PR #3224, opened 2023-05-10
feat(sidebar): add SidebarNavigation elements

TheSisb:
Still a work in progress. 
- [x] Changes the Sidebar to be a `display="flex" flexDirection="column"` element so that the navigation portion fills up the middle area and doesn't overflow the old positioned fixed collapse button area.
- [x] Add Disclosure based navigation components which can automatically determine if they are nested to set the appropriate styles.
- [x] Add smoother animations for opening/closing with nav items.
- [x] Navigation area has custom scrollbar styles
- [x] Navigation area automagically adds a shadow to the top/bottom of its container when there's items scrolled past.


packages/paste-core/components/sidebar/src/nav/constants.ts
```diff
@@ -0,0 +1,8 @@
+export const IconSizeFromHeading = {
```
TheSisb, line 1: todo: remove file

packages/paste-core/components/button/src/index.tsx
```diff
@@ -153,6 +153,7 @@ const ButtonContents: React.FC<React.PropsWithChildren<ButtonContentsProps>> = (
         justifyContent={buttonVariantHasBoundingBox ? null : 'center'}
         columnGap="space20"
         alignItems="center"
+        width="100%"
```
SiTaggart, line 156: question: I wonder if this will have any unintended downstream conseuqneces?

packages/paste-core/components/sidebar/src/navigation/SidebarNavigation.tsx
```diff
@@ -0,0 +1,78 @@
+import * as React from 'react';
+import {Box, safelySpreadBoxProps} from '@twilio-paste/box';
+import type {BoxProps} from '@twilio-paste/box';
+import {styled, css} from '@twilio-paste/styling-library';
+import type {ThemeShape} from '@twilio-paste/theme';
+
+const SidebarNavigationWrapper = styled.div(({theme}: {theme: ThemeShape}) => {
+  const {colorBackgroundInverse, colorBackgroundInverseStronger} = theme.backgroundColors;
+
+  return css({
```
SiTaggart, line 10: suggestion: maybe worth a little comment here explaining this is the scrollbars and the overflow shadow effects.

packages/paste-core/components/sidebar/stories/navigation.stories.tsx
```diff
@@ -0,0 +1,266 @@
...
+      </SidebarPushContentWrapper>
+    </Box>
+  );
+  /* eslint-enable react/jsx-max-depth */
+};
+Default.parameters = {
+  padding: false,
+};
+
+export const Compact: StoryFn = () => {
```
SiTaggart, line 153: question: should we also have a story demo the state hook?

packages/paste-core/components/sidebar/__tests__/sidebarNavigation.spec.tsx
```diff
@@ -0,0 +1,315 @@
...
+
+    // Anchor works
+    expect(anchorIcon).toHaveAttribute('href');
+
+    // Disclosure works
+    expect(disclosure).toBeInTheDocument();
+    expect(disclosure).toHaveStyleRule('display', 'none');
+  });
+
+  it('renders expanded SidebarNavigationItems correctly', () => {
```
SiTaggart, line 168: question: are there any aria-attributes you want to be ensuring work correctly with the user interaction?

packages/paste-core/components/sidebar/src/index.tsx
```diff
@@ -1,10 +1,20 @@
...
+export * from './header/SidebarHeaderIconButton';
+/* Footer */
+export * from './footer/SidebarCollapseButtonWrapper';
+export * from './footer/SidebarCollapseButton';
+/* Navigation */
+export * from './navigation/SidebarNavigation';
+export * from './navigation/SidebarNavigationDisclosure';
+export * from './navigation/SidebarNavigationDisclosureContent';
+export * from './navigation/SidebarNavigationDisclosureHeading';
+export * from './navigation/SidebarNavigationItem';
```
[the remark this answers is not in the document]
nkrantz: +1

packages/paste-core/components/sidebar/src/navigation/SidebarNavigation.tsx
nkrantz: would be nice to have a story for showing the scrolling too - I don't think any are long enough

packages/paste-core/components/sidebar/src/navigation/types.ts
```diff
@@ -0,0 +1,7 @@
+import type {DisclosurePrimitiveInitialState, DisclosurePrimitveStateReturn} from '@twilio-paste/disclosure-primitive';
+
+export interface SidebarNavigationDisclosureStateReturn extends DisclosurePrimitveStateReturn {
+  [key: string]: any;
```
nkrantz, line 4: question: does this just mean that any prop can be added to the state return? why does it need to be extended this way

packages/paste-core/components/button/src/ResetButton.tsx
```diff
@@ -29,9 +29,9 @@ const ResetButton = React.forwardRef<HTMLButtonElement, DirectButtonProps>(
       <Box
         ref={ref}
         width={fullWidth ? '100%' : 'auto'}
-        {...safelySpreadBoxProps(props)}
         {...ButtonStyleMapping[buttonState]}
         {...SizeStyles[size]}
+        {...(props as any)}
```
nkrantz, line 34: question: don't we have to make `DirectButtonProps` extend `BoxProps` in order for reset buttons to accept other props in ts?

packages/paste-core/components/button/src/index.tsx
TheSisb: I don't believe it will, but Storybook/Website VRT should catch anything if it does.

packages/paste-core/components/sidebar/src/navigation/types.ts
TheSisb: Copied from the main Disclosure. I don't recall the prior art reasoning, but just kept it the same.

packages/paste-core/components/button/src/ResetButton.tsx
TheSisb: It's a little more complicated than that. First, the props passed to Button go through `ButtonProps` which we don't want to change. Those props then get passed down to the varianted button component internally which use DirectButtonProps. DirectButtonProps can't extend HTMLButtonElement and BoxProps at the same time to begin with, but even if we managed it fix that somehow, TS will never expect ResetButton to get any of the BoxProps anyways because the parent component has tighter typings.

This would need a larger rethink, but it's fine for now imo.

packages/paste-core/components/sidebar/src/navigation/types.ts
SiTaggart: I don't think we need it, Nora and I discussed this for another component, seems redundant in disclosure too

SiTaggart (approved):
I'm not sure what if anything is left, but it looks pretty solid from here

nkrantz (approved):

loreina (approved):
Super great work!! Looks sooooo nice 😍 🙌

|---|

— Exercise directions —
Exact lines only, please: output the listing from the first line to the line with "- [x] Changes", both included.

— Result of this task —
PR #3224, opened 2023-05-10
feat(sidebar): add SidebarNavigation elements

TheSisb:
Still a work in progress. 
- [x] Changes the Sidebar to be a `display="flex" flexDirection="column"` element so that the navigation portion fills up the middle area and doesn't overflow the old positioned fixed collapse button area.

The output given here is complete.